- INFORMATION SUPPLIED -
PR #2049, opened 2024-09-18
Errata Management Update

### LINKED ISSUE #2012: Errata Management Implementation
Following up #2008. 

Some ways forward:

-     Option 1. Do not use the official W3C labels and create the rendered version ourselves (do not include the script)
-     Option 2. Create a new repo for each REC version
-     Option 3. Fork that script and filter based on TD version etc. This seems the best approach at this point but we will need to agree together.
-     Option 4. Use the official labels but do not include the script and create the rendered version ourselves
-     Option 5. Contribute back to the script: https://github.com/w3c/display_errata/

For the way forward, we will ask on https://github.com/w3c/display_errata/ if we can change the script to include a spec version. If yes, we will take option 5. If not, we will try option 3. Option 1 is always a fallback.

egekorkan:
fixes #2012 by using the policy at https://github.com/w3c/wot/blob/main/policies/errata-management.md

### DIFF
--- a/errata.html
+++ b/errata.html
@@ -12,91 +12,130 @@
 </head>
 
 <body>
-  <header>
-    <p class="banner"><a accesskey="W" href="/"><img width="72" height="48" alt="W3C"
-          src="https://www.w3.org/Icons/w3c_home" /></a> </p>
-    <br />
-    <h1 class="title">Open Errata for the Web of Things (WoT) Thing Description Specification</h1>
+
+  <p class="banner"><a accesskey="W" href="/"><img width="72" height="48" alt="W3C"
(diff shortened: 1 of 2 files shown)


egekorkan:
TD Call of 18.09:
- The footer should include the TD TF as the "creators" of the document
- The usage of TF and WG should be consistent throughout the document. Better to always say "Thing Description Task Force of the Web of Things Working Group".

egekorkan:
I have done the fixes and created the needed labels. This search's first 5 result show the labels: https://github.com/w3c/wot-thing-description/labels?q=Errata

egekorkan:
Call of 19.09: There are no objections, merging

- WORK INSTRUCTION -
Your answer should consist of all lines above that include the string "accesskey".

- THE COMPLETED TASK -
-    <p class="banner"><a accesskey="W" href="/"><img width="72" height="48" alt="W3C"
+  <p class="banner"><a accesskey="W" href="/"><img width="72" height="48" alt="W3C"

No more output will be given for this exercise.